Then a simplified bi-layer model Hamiltonian of a square planar coordinated Ni cations consisting of the 3d_z² and 3d_x²–y² orbitals characterizes the effective low-energy physics,

$$\begin{eqnarray}\begin{array}{ll}H= & -{t}_{{x}^{2}-{y}^{2}}\displaystyle \sum _{\langle ij\rangle ,\sigma ,a=1,2}({c}_{a,i,\sigma }^{\dagger }{c}_{a,j,\sigma }+{\rm{h}}.{\rm{c}}.)\\ & -{\mu }_{{x}^{2}-{y}^{2}}\displaystyle \sum _{i,a=1,2}{n}_{a,i}^{c}+U\displaystyle \sum _{i,a=1,2}{n}_{a,i\uparrow }^{c}{n}_{a,i\downarrow }^{c}\\ & -{t}_{{x}^{2}-{y}^{2},{z}^{2}}\displaystyle \sum _{i,\sigma ,a=1,2}({d}_{a,i,\sigma }^{\dagger }{\mathop{c}\limits^{\sim }}_{a,i,\sigma }+{\rm{h}}.{\rm{c}}.)\\ & -{t}_{{z}^{2}}\displaystyle \sum _{i,\sigma }({d}_{1,i,\sigma }^{\dagger }{d}_{2,i,\sigma }+{\rm{h}}.{\rm{c}}.)\\ & +J\displaystyle \sum _{i}{{\boldsymbol{S}}}_{1,i}^{d}\cdot {{\boldsymbol{S}}}_{2,i}^{d}-{\mu }_{{z}^{2}}\displaystyle \sum _{i,a}{n}_{a,i}^{d},\end{array}\end{eqnarray} \tag{ 4 }$$

with ${c}_{a,i,\sigma }^{\dagger }$ (${d}_{a,i,\sigma }^{\dagger }$) creates a 3d_x²–y² (3d_z² ) electron at the i-th site for the layer a = 1, 2, ${\mathop{c}\limits^{\sim }}_{a,i,\sigma }=({c}_{a,i+x,\sigma }+{c}_{a,i-x,\sigma }-{c}_{a,i+y,\sigma }-{c}_{a,i-y,\sigma })/2$, t_z² is the hopping for the 3d_z² electron between the two layers and is set as the energy unit, t_x²–y² is the hopping for the 3d_x²–y² electron in each layer, t_{x²–y²,z²} is the intra-layer hybridization of the 3d_x²–y² electron and 3d_z² electrons between the nearest neighbors and the signs for the vertical and horizontal directions are opposite,^[15] and μ_x²–y² and μ_z² are the chemical potentials for the 3d_x²–y² and 3d_z² orbitals of nickels, respectively. Here μ_z² should be much smaller than μ_x²–y² to ensure that the 3d_z² orbital is near half-filling, while the 3d_x²–y² orbital is close to quarter-filling. In this model, we have ignored the intra-layer (inter-layer) hopping for the 3d_z² (3d_x²–y² ) orbitals and double occupancy of the 3d_z² orbital is not allowed, i.e., the local constraint ${n}_{a,i}^{d}={n}_{a,i,\uparrow }^{d}+{n}_{a,i,\downarrow }^{d}\lt 2$ has been imposed. Actually this effective bi-layer model Hamiltonian is different from the single orbital bi-layer Hubbard model,^[19–27] and the distinct low-energy physics can be expected.
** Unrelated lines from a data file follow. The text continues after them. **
PR #4217, opened 2025-05-12
EMSUSD-2265 : Mtlx-USD export should add ND_geompropvalue node to the image node during convertion

derlerk:
Add geomprop node when exporting MaterialX containing images not connected to a geomprop node.
Surface up the texcoord attribute to the material to allow the _UVMappingManager to connect the proper UV channel.

### DIFF
--- a/lib/mayaUsd/fileio/shading/shadingModeExporterContext.cpp
+++ b/lib/mayaUsd/fileio/shading/shadingModeExporterContext.cpp
@@ -715,7 +715,6 @@ public:
                     selList.getPlug(0, uvNamePlug);
 
                     MFnMesh meshFn(uvNamePlug.node());
-                    MGlobal::displayInfo(meshFn.name());
                     TfToken shapeName(meshFn.name().asChar());
                     if (!exportedShapes.count(shapeName)) {
                         continue;
--- a/lib/mayaUsd/fileio/shading/shadingModeExporterContext.cpp
+++ b/lib/mayaUsd/fileio/shading/shadingModeExporterContext.cpp
@@ -593,7 +593,8 @@ public:
     _UVMappingManager(
         const UsdShadeMaterial&                                  material,
         const UsdMayaShadingModeExportContext::AssignmentVector& assignmentsToBind,
-        const UsdMayaJobExportArgs&                              exportArgs)
+        const UsdMayaJobExportArgs&                              exportArgs,
+        const std::string&                                       materialType)
         : _material(material)
         , _exportArgs(exportArgs)
     {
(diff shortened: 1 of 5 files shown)


lib/usd/translators/shading/mtlxMaterialXSurfaceShaderWriter.cpp
```diff
@@ -377,6 +515,12 @@ void _AddNode(
     for (auto input : node->getInputs()) {
         _AddShaderInput(input, shader, parentPath, shaderUfePath, stage);
     }
+
+    // Special case for Image Nodes.
+    // A geompromvalue node might be needed.
+    if (node->getCategory() == "tiledimage" || node->getCategory() == "image") {
+        _AddGeompropValueNode(node, stage, parentPath, shader);
```
JGamache-autodesk, line 522: Good enough for a start, but definitely not generic enough and missing `UsdUVTexture`. The best fix would browse the MaterialX library for nodes containing an input that has a "defaultgeomprop" set to "UV0". Those would be the ramp and pattern nodes.

test/lib/usd/translators/CMakeLists.txt
```diff
@@ -102,6 +102,13 @@ set(TEST_SCRIPT_FILES
     testUsdMayaAdaptorUndoRedo.py
 )
 
+# This test is disabled by default since it requires the LookdevX plugin
+#if(MAYA_APP_VERSION VERSION_GREATER_EQUAL 2025)
+#    list(APPEND TEST_SCRIPT_FILES        
+#        testUsdExportMaterialXSurfaceShader.py
+#    )
+#endif()
```
JGamache-autodesk, line 110: ????

lib/usd/translators/shading/mtlxMaterialXSurfaceShaderWriter.cpp
derlerk: Good point. Will do that!

lib/mayaUsd/fileio/shading/shadingModeExporterContext.cpp
```diff
@@ -652,57 +653,92 @@ class _UVMappingManager
...
+                    //           |mesh|mesh.uvSet[0].uvSetName
+                    //       the best way to prevent confusion is to move to the object model
+                    //       immediately and process from there.
+                    MSelectionList selList;
+                    selList.add(uvSetRef.c_str());
+                    MPlug uvNamePlug;
+                    selList.getPlug(0, uvNamePlug);
+
+                    MFnMesh meshFn(uvNamePlug.node());
+                    MGlobal::displayInfo(meshFn.name());
```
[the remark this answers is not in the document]
derlerk: Indeed, removing

test/lib/usd/translators/CMakeLists.txt
derlerk: Locally, I can get it to run. But on the preflight system is just fails to find the LookdevX plugin. Am I missing something?

JGamache-autodesk: Preflight has only a Maya rundev and the freshly built MayaUSD. LookdevX will not be available. Needs to be tested somewhere else, probably in LookdevX itself.

JGamache-autodesk (approved):

PR #4218, opened 2025-05-13
Use new wireframe draw modes

dj-mcg:
Hydra was applying alpha values to the wireframe representation of meshes, which was causing issues with selection highlighting. A new draw mode was added and adopted in Pixar's batch renderer


vlasovi (approved):
Looks good

PR #4219, opened 2025-05-13
Fixes for building with QT_DISABLE_DEPRECATED_BEFORE

dj-mcg:
The maya_open_source Qt code already has version checks for Qt 6,
        but we need to follow the v6 branch when we are building with 5.15
        deprecation turned on. Adding this define to the checks as a minimal
        way to get this to compile internally with deprecation turned on,
        without changing the code in a way that makes it hard to merge
        updates from upstream.


dj-mcg:
Pushing in case this might be helpful elsewhere, but let me know if you'd prefer this to be an internal patch for Pixar

AramAzhari-adsk (approved):
LGTM

PR #4227, opened 2025-05-30
Added support for USD Domelight_1

AramAzhari-adsk:


lib/mayaUsd/fileio/translators/translatorRfMLight.cpp
```diff
@@ -67,6 +71,7 @@ TF_DEFINE_PRIVATE_TOKENS(
     ((DiskLightMayaTypeName, "PxrDiskLight"))
     ((DistantLightMayaTypeName, "PxrDistantLight"))
     ((DomeLightMayaTypeName, "PxrDomeLight"))
+    ((DomeLight_1MayaTypeName, "PxrDomeLight_1"))
```
AramAzhari-adsk, line 74: @dj-mcg I couldn't find sufficient information on domelight_1 tokens. The equivalent PxrDomeLight exist in [here](https://github.com/PixarAnimationStudios/OpenUSD/blob/b9282cb274d111878707baff97d4223a81ef23d8/pxr/imaging/hdx/taskController.cpp#L74) but no indication of `PxrDomeLight_1` 

Is this token string assumption correct ?

samuelliu-adsk (approved):

lib/mayaUsd/fileio/translators/translatorRfMLight.cpp
dj-mcg: Oh thanks for updating the RfM translator! This is fine for now, I can check with the USD folks to see if we should instead just deprecate the old dome light with _1

PR #4228, opened 2025-06-02
EMSUSD-2300 : Support Import for spline attribute of USD Lights.

derlerk:
Fix bugs in light spline export.
Add support for light attribute spline import.

### DIFF
--- a/lib/mayaUsd/fileio/translators/translatorCamera.cpp
+++ b/lib/mayaUsd/fileio/translators/translatorCamera.cpp
@@ -212,6 +212,10 @@ static bool _TranslateAnimatedUsdAttributeToPlug(
     UsdMayaPrimReaderContext*    context,
     const MDistance::Unit        convertToUnit = MDistance::kMillimeters)
 {
+    if (args.GetTimeInterval().IsEmpty()) {
+        return false;
+    }
+
 #if PXR_VERSION >= 2411
     // If the attribute has a spline, we ignore time samples.
     if (usdAttr.HasSpline()) {
@@ -221,10 +225,6 @@ static bool _TranslateAnimatedUsdAttributeToPlug(
         }
     }
 #endif
-
-    if (args.GetTimeInterval().IsEmpty()) {
-        return false;
-    }
 
     MTimeArray   timeArray;
     MDoubleArray valueArray;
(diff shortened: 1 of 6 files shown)


lib/mayaUsd/fileio/translators/translatorCamera.cpp
```diff
@@ -212,6 +212,10 @@ static bool _TranslateAnimatedUsdAttributeToPlug(
     UsdMayaPrimReaderContext*    context,
     const MDistance::Unit        convertToUnit = MDistance::kMillimeters)
 {
+    if (args.GetTimeInterval().IsEmpty()) {
```
derlerk, line 215: Moved this up. we want to import animation only if this is not empty.

barbalt: Spline animation aren't tied to this interval

lib/mayaUsd/fileio/translators/translatorLight.cpp
```diff
@@ -559,32 +528,85 @@ static bool _ReadSpotLight(
...
 
-    float UsdConeAngle = 1.f;
-    shapingAPI.GetShapingConeAngleAttr().Get(&UsdConeAngle, timeCode);
-    float coneSoftness = 0.f;
-    shapingAPI.GetShapingConeSoftnessAttr().Get(&coneSoftness, timeCode);
-
-    float penumbraAngle = UsdConeAngle * coneSoftness;
-    float mayaConeAngle = 2.f * (UsdConeAngle - penumbraAngle);
+        MPlug penumbraAnglePlug = depFn.findPlug(_tokens->PenumbraAnglePlugName.GetText(), &status);
+        success &= (status == MS::kSuccess);
```
barbalt, line 563: why do we need this bitwise here?

derlerk: Just bool & operand, equivalent to "success = success && (status == MS::KSuccess)".
That's the logic that was used before, kept it going.

lib/mayaUsd/fileio/translators/translatorCamera.cpp
derlerk: Yes the time interval is useless for processing the splines, but this is how to retrieve from the options if the user wants animation

lib/mayaUsd/fileio/translators/translatorLight.cpp
barbalt: Those aren't equivalent, but I see what you meant that it was being used before. So I guess that's fine

PR #4229, opened 2025-06-04
EMSUSD-2491 Export Xform transformations with Animation Curves

barbalt:


lib/mayaUsd/fileio/transformWriter.cpp
```diff
@@ -164,18 +169,40 @@ void UsdMayaTransformWriter::_ComputeXformOps(
...
+                animChannel.setXformOp(value, matrix, usdTime, valueWriter);
+            }
+        }
+
+#if USD_SUPPORTS_SPLINES
+        if (animChannel.valueType == _ValueType::Value && usdTime == UsdTimeCode::Default()) {
+            if (UsdGeomXformOp::GetPrecisionFromValueTypeName(
+                    animChannel.op.GetAttr().GetTypeName())
+                == UsdGeomXformOp::PrecisionDouble) {
+                UsdMayaSplineUtils::WriteSplineAttribute<double, double>(
```
derlerk: Maybe just specify the type once since it's the same

lib/mayaUsd/fileio/transformWriter.cpp
```diff
@@ -164,18 +169,40 @@ void UsdMayaTransformWriter::_ComputeXformOps(
...
             }
 
-            animChannel.setXformOp(value, matrix, usdTime, valueWriter);
+            if (_GetExportArgs().animationType != UsdMayaJobExportArgsTokens->curves) {
+                animChannel.setXformOp(value, matrix, usdTime, valueWriter);
+            }
+        }
+
+#if USD_SUPPORTS_SPLINES
+        if (animChannel.valueType == _ValueType::Value && usdTime == UsdTimeCode::Default()) {
```
pierrebai-adsk, line 178: I see you check the export args for animationType curves above, don't you need to check it here too to *not* export curves if not requested in the args?

barbalt: I can change it, but it's expected that `animChannel.valueType` will only be `_ValueType::Value` when exporting usd splines

lib/mayaUsd/fileio/transformWriter.cpp
```diff
@@ -295,7 +323,78 @@ bool UsdMayaTransformWriter::_GatherAnimChannel(
         } else {
             return false;
         }
+#if USD_SUPPORTS_SPLINES
+        // when using usd spline animation, we need to break down the transform elements as it's
+        // smallest components. USD spline only supports floating point numbers and vec2.
+        if (animType != UsdMayaJobExportArgsTokens->timesamples) {
```
pierrebai-adsk, line 329: Minor: above you check for Tokens->Curve, here you check for not Tokens->timeSamples, which I found a bit confusing at first.

barbalt: I'm checking for timeSamples because the user can select `both` and `curves`. Both those options should allow the if to be true. In this case, we don't want to export splines only if they selected `timeSamples` only

lib/mayaUsd/fileio/utils/splineUtils.h
```diff
@@ -51,14 +53,18 @@ struct UsdMayaSplineUtils
      * processes its keyframes, and converts the tangent and value data into a USD knot
      * map.
      *
+     * Template parameters:
+     * T - The type of the value stored in the knot tangent (e.g., float, double).
+     * V - The type of the value stored in the knot value (e.g., float, double).
+     *
```
pierrebai-adsk, line 59: MInor: maybe call the template types TANGENT and VALUE then?

pierrebai-adsk: Oh T -> tangent, V -> value, got it.... still, beside that C++ likes so much their template types to be one letter, maybe use the full names...

pierrebai-adsk (approved):
OK, got your answer... great work!

test/lib/usd/translators/testUsdExportSplineXforms.py
```diff
@@ -0,0 +1,330 @@
...
+        cmds.usdExport(mergeTransformAndShape=True,
+            file=cls._usdFilePath,
+            shadingMode='none',
+            animationType='curves',
+            frameRange=(cls.START_TIMECODE, cls.END_TIMECODE))
+
+        cls._stage = Usd.Stage.Open(cls._usdFilePath)
+
+    @unittest.skipUnless(Usd.GetVersion() >= (0, 25, 5), 'Splines transforms are only supported in USD 0.25.05 and later')    
+    def testExportSphereTransformSplines(self):
```
derlerk: I would remove "Sphere" from the test name

pierrebai-adsk (approved):

derlerk (approved):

When the intra-layer hybridization between two orbitals t_{x²–y²,z²} is absent, the 3d_z² orbitals are decoupled with the 3d_x²–y² orbitals. Because the intra-layer hopping of the 3d_z² orbitals can be neglected, the ground state of the two-site half-filled 3d_z² orbitals is an isolated singlet. The filling of 3d_x²–y² is close to n^c = 1/2 per lattice site, so the ground state of the interacting 3d_x²–y² electrons behave as a paramagnetic metal. With a finite hybridization t_{x²–y²,z²} , the 3d_z² electrons can hop on the lattice, and the isolated pairs of the 3d_z² electrons can gain coherence and the system may display superconductivity in the large inter-layer coupling limit. This picture shares a similarity to the superconductivity theory of the metallization of σ-bonding band.^[17,18]

Numerical Results of DMRG Study. In order to explore the low energy physics of the effective model Eq. (4), we employ the DMRG method^[28,29] to numerically solve a minimum one-dimensional setup which captures the double-layer structure with the length L = 32 as shown in Fig. 2. According to the DFT results,^[15,16] we choose the hopping parameter t_z² as the energy unit, and t_x²–y² =0.8, t_{x²–y²,z²} = 0.4. For the simplicity, we ignore the Hubbard repulsion for the 3d_x²–y² orbitals because they are far away from half-filling. Here we mainly focus on the large J limit, so the local antiferromagnetic spin coupling is set as J = 0.5. Under the averaged filling n = 3/4, we have a scan of Δ_μ = μ_x²–y² –μ_z² to ensure that the 3d_z² orbitals are 1/16 hole doping away from half-filling and the 3d_x²–y² orbital electrons have 9/16 electron filling. With these chosen parameters, the 3d_z² orbital electrons sit closely to the Mott-insulating limit, while the 3d_x²–y² orbital electrons are in the large doping limit, resembling the orbital selective Mott physics.^[30] In our DMRG calculations, the maximal number of the states is kept up to m = 18000 with a truncation error < 5 × 10⁻⁶. In the following, we will plot the numerical results with large kept states m to indicate the convergence of DMRG calculations.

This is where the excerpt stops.